== Segment start ==
PR #264, opened 2020-07-06
Add missing 'has_more_samples' method to MultiLabelGenerator

### LINKED ISSUE #261: [BUG] Method "has_more_samples" from data.MultilabelGenerator always returns True
**Describe the bug**
The Multi-label stream generator class does not implement the method "has_more_samples". The parent class does, but it always returns True. This is particularly problematic when this stream generator is used within the ConceptDriftStream class, because the method is called internally. 

**To Reproduce**
```
multilabel_stream = MultilabelGenerator(n_samples=10)
multilabel_stream.next_sample(10)
multilabel_stream.has_more_samples()
```
Returns "True".

**Expected behavior**
It should return False whenever the stream is exhausted.

smastelini:
Add missing `has_more_samples` method to `MultiLabelGenerator`.

* Fixes #261

---

#### Implementation

#### Tests


garawalid (approved):
LGTM!

Issue #170, opened 2019-12-02
[FEATURE] Bootstrap sampling option for the Hoeffding Adaptive Tree Regressor


jacobmontiel:
By using bootstrap sampling at the leaf nodes we can improve the performance of the Hoeffding Adaptive Tree classifier. This is not currently available in the Hoeffding Adaptive Tree Regressor.

This issue is intended to open the discussion on the applicability and implementation (if required) of this feature. A similar solution to the one in #169 is expected.

Issue #157, opened 2019-11-07
[ENHANCEMENT] Check whether there are redundancies among the tree learning nodes


smastelini:
PR #148 separated the learning nodes implementations from the tree algorithms.

As leaf predictors, these nodes have a similar function and follow similar strategies to provide responses. Therefore, there might be redundancies among their code, which could be avoided with proper class inheritance usage.

This is something worth investigating. Besides removing unnecessary portions of the code, these changes would also make easier the framework maintenance and update.

PR #271, opened 2020-07-21
Tree module refactor

### LINKED ISSUE #156: [ENHANCEMENT] Enforce naming convention for the trees' learning nodes and add proper documentation
This Issue in some sense relates to #138.

PR #148 separated the learning node implementations from the Hoeffding Trees source codes.
Nonetheless, this exposed the fact that these predictors do not follow a pattern in their naming, nor they have proper documentation for all their methods.

A useful enhancement would be adopting a clear, concise, and simple naming convention. This convention should indicate the type of learning node (Active or Inactive), the target learning task (Classification or Regression), and the type of the predictor (Naive Bayes, Perceptron, and so forth). Other meaningful information could also be added to their names.

Those changes ought to impact most of the learning node implementations. So they may result in the necessity of triggering warnings for the users and maintaining the current naming during some upcoming versions of skmultiflow.

Suggestions are very much welcomed!

smastelini:
This PR addresses a few open issues. Its main goal is to simplify the underlying structure of the tree nodes and remove duplicated code.

## Context

The tree algorithms in skmultiflow operate by manipulating basically two kinds of nodes:
* Split Nodes (a.k.a. decision nodes): The ones used to sort incoming instances down the tree
* Learning Nodes (typically leaves): The nodes that provide responses and learn from examples

As the tree monitor more examples, leaves might become splits, which in turn will have additional leaves and so on. 

Most of the Split nodes do not perform learning operations, however, there are some exceptions such as the `HoeffdingAdaptiveTree*` variants.

Moreover, the typical learning nodes, i.e., leaves, can be of two types:

* Active: monitor the relation between incoming features and the target variable in order to perform splits and enable tree growth
* Inactive: only update basic statics (to provide responses), but do not support tree growth

Active leaves are the default in the trees, but they might be turned into Inactive ones to save memory (the `max_byte_size` and `mem_check_period` parameters control the memory management). In summary, Active and Inactive Leaves are practically the same, except that the latter type does not carry attribute observers (please check `trees/attribute_observers` for more information).

## Problem

In the current implementation the learning operations of Active and Inactive nodes are repeated multiple times. These operations 
could be implemented in a single place and be inherited to multiple nodes

## Objective

This PR addresses the mentioned problem by simplifying the way in which the tree nodes are structured. We introduce the notion of base `ActiveLeaf` and `InactiveLeaf` classes, and also improve the current implementation of the base `LearningNode`. By doing so, we simplify the implementation of the actual nodes used in the tree algorithms.

The core operations are not repeated anymore but inherited from a common implementation across multiple nodes. These changes make the process of creating or extending existing tree nodes much easier! They also facilitate the maintenance of the code.

---

* Refactor the tree nodes 
* Place all nodes belonging to the same tree algorithm in the same file and standardize the file naming convention
* Enforce naming convention for the nodes
* Remove redundancies by applying a new tree node architecture
* Enforce PEP8 in the tree submodule (#219)
* Fixes #156, #157, and #170
* Fix bug in `HoeffdingAdaptiveTreeRegressor` and update strategy of this tree to monitor drifts (now the same approach applied in `AdaptiveRandomForestRegressor` is used)
* Fix bug in `ARFHoeffdingTreeRegressor` to ensure its consistency with `HoeffdingTreeRegressor`

---

#### Implementation

#### Tests


MaxHalford:
Saving 553 lines of code is nice :)

smastelini:
Some portions of the `HoeffdingAdaptiveTreeRegressor` are not reached because we temporarily disabled the usage of "option predictions". In `HoeffdingAdaptiveTreeClassifier` when predicting new data the tree sorts incoming instances to both the main structure and also possible existing alternate trees. The final responses are taken by summing all the reached leaves' statistics and normalizing them. That is what I previously referred as "option predictions" as this strategy bears similarities with Option Decision Trees.

In regression option predictions should be implemented differently since the leaves provide the the final responses directly instead of yielding classes probabilties. Hence, the previous implementation was not completely correct as it only encompassed the case `leaf_prediction='mean`.

We should create another PR to handle this specific situation.
The unreachable code can either be maintained for future reference or removed in this PR so that we increase coverage.

garawalid:
Nice work @smastelini !
I have some comments about how we structure the `node` module. I agree that there are many classes of nodes and each one is a separate Python file, But I still find the class name in file is more clear than grouping many classes in one file.

For example: 
`RandomActiveLeafClass`, `RandomActiveLearningNodeMC`, `RandomActiveLearningNodeNB`, `RandomActiveLearningNodeNBA` are in `_arf_htc_nodes.py`

I suggest that we keep one file for one class and we group them with packages following the same semantic. If I take the same example, it will be as follows:
/nodes/random/random_active_leaf.py -> RandomActiveLeaf

src/skmultiflow/trees/extremely_fast_decision_tree.py
```diff
@@ -340,21 +340,20 @@ def _sort_instance_into_leaf(self, X, y, weight):
             found_node.parent.set_child(found_node.parent_branch, leaf_node)
             self._active_leaf_node_cnt += 1
 
-        if isinstance(leaf_node, LearningNode):
+        if not isinstance(leaf_node, SplitNode):
```
garawalid, line 343: If we add a new type of Node, then it will pass the condition and we won't find necessary the learn() method. 
I'd keep it like before.

jacobmontiel: The new `EFDTSplitNode` extends the `LearningNodeMC` which in place implements the `learn_one` method.

In this case, we need to change `EFDTSplitNode` to explicitly implement `learn_one` and not inherit it.

Does that sound good @garawalid @smastelini ?

smastelini: I agree with you both. I changed the test because it would trigger a training in the split node in this new organization. But if we remove the inheritance from `LearningNodeMC` we can keep the previous test, as better depicts what is really happening.

smastelini: In commit [ff02f6](https://github.com/scikit-multiflow/scikit-multiflow/pull/271/commits/ff02f65e5ec5e80bcfe17dfbe19b03b2ea13813e) I made the `EFDTSplitNode` implement the needed methods without inheriting from `LearningNodeMC`. Then I reverted the check as it was previously, as suggested by @garawalid.

garawalid: @jacobmontiel I agree with you!
@smastelini that's great!

smastelini:
> I have some comments about how we structure the `node` module. I agree that there are many classes of nodes and each one is a separate Python file, But I still find the class name in file is more clear than grouping many classes in one file. 
> For example:
> `RandomActiveLeafClass`, `RandomActiveLearningNodeMC`, `RandomActiveLearningNodeNB`, `RandomActiveLearningNodeNBA` are in `_arf_htc_nodes.py`

Hi @garawalid, sorry for my late response. That's indeed a valid concern. Yesterday we have finally covered one last change in this PR: we made the sub-modules of `trees` private. All of these components (attribute observers, split tests, tree nodes, etc.) are neither intended to be used standalone nor by the end users. They only make sense as building blocks of the tree algorithms. So, by making them private we comply with [PEP8](https://www.python.org/dev/peps/pep-0008/?#public-and-internal-interfaces). 

The idea behind grouping the nodes belonging to the same tree in a file is to facilitate future maintenance and also to make it clear to which algorithm each node belongs to. Going even further, I also removed the export of standalone `ActiveLeaf*` and `LearningNode*` from `_nodes.__init__.py`, since they are not used directly in the trees, only internally.

There might be still some work to do regarding the new importing scheme. Any suggestions are welcomed!

smastelini:
> -1400 lines of code approx., this is a great and welcomed improvement.
> Thanks @smastelini !

I am quite happy with the results we got so far! Thanks @jacobmontiel and @garawalid for the great suggestions!

> The changes are correct. I just found some TODO tags in the code that can be removed as they are no longer valid. Once they are removed we can close the PR.

Nice catch! I removed the outdated TODO tags in commit [dbac08d](https://github.com/scikit-multiflow/scikit-multiflow/pull/271/commits/dbac08d46a89ff5f4086bf6a9847d1e03da09719).

garawalid:
@smastelini 
I'm convinced of the grouping semantic of nodes per module. 
I'd make the `_nodes` package without the underscore like this `nodes`. As you said it's a private package also it sounds PEP8 discouraging this kind of naming.
Package and Module Names](https://www.python.org/dev/peps/pep-0008/#package-and-module-names)
> Python packages should also have short, all-lowercase names, although the use of underscores is discouraged.
> When an extension module written in C or C++ has an accompanying Python module that provides a higher level (e.g. more object oriented) interface, the C/C++ module has a leading underscore (e.g. _socket).

Also, I'd add a note to `CONTRIBUTING.md` explaining the structure of `trees` package, the semantic of `nodes` and any useful note. I will make it easy for new contributors.

tests/meta/test_adaptive_random_forest_regressor.py
```diff
@@ -116,9 +116,9 @@ def test_adaptive_random_forest_regressor_perceptron():
     error2 = mean_absolute_error(y_true, y_pred2)
     error3 = mean_absolute_error(y_true, y_pred3)
 
-    expected_error1 = 118.69
-    expected_error2 = 121.56
-    expected_error3 = 117.96
+    expected_error1 = 126.01
```
garawalid, line 119: I'm wondering why the expected error changed?

tests/trees/test_hoeffding_adaptive_tree_regressor.py
```diff
@@ -246,9 +238,9 @@ def test_hoeffding_adaptive_tree_regressor_alternate_tree():
         cnt += 1
 
     # Root node changed
-    expected_info = "if Attribute 1 <= -0.00015267114158334927:\n" \
-        "  Leaf = Statistics {0: 904.0000, 1: 1098.6423, 2: 332597.7050}\n" \
-        "if Attribute 1 > -0.00015267114158334927:\n" \
-        "  Leaf = Statistics {0: 905.0000, 1: 17227.8522, 2: 332000.7548}\n"
+    expected_info = "if Attribute 1 <= 0.02469103490619995:\n" \
```
garawalid, line 241: The same goes here!

smastelini:
> @smastelini
> I'm convinced of the grouping semantic of nodes per module.

:D

> I'd make the `_nodes` package without the underscore like this `nodes`. As you said it's a private package also it sounds PEP8 discouraging this kind of naming.
> Package and Module Names](https://www.python.org/dev/peps/pep-0008/#package-and-module-names)
> 
> > Python packages should also have short, all-lowercase names, although the use of underscores is discouraged.
> > When an extension module written in C or C++ has an accompanying Python module that provides a higher level (e.g. more object oriented) interface, the C/C++ module has a leading underscore (e.g. _socket).

It could be just my interpretation of this, but I think that underscores are discouraged in the case of long modules names, e.g. `long_module_name_with_underscores`. In this case, we are using a single leading underscore to indicate the internal purpose of the modules.

> Also, I'd add a note to `CONTRIBUTING.md` explaining the structure of `trees` package, the semantic of `nodes` and any useful note. I will make it easy for new contributors.

You are totally right! This a *must* to facilitate future collaboration. I believe the tree module structure is somewhat future-proof as it is now. So we can come up with such documentation. What do you think @jacobmontiel?

tests/meta/test_adaptive_random_forest_regressor.py
smastelini: While simplifying the node structure we found a minor bug in the `ARFHoeffdingTreeRegressor` nodes. That's why the results slightly changed

jacobmontiel:
I think that `_nodes` achieves the objective of indicating that the content of this sub-package if for internal usage only. 

Regarding the notes in `CONTRIBUTING.md` this should be approach as a _generic_ best practice. This is something that we want to enforce on all modules and packages. We can use the `trees` subpackage as an example. It is very unlikely that somebody would follow a different pattern (not impossible though).

tests/meta/test_adaptive_random_forest_regressor.py
garawalid: I see, thanks @smastelini

garawalid:
Okay, let's keep the name of the nodes package this way!

jacobmontiel:
Awesome work @smastelini !
I am closing and merging this PR.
== Segment end ==
● **Work to complete**
Wherever the word "accompanying" appears in a line of the data, copy that line.

● **Answer to this task**
> When an extension module written in C or C++ has an accompanying Python module that provides a higher level (e.g. more object oriented) interface, the C/C++ module has a leading underscore (e.g. _socket).
> > When an extension module written in C or C++ has an accompanying Python module that provides a higher level (e.g. more object oriented) interface, the C/C++ module has a leading underscore (e.g. _socket).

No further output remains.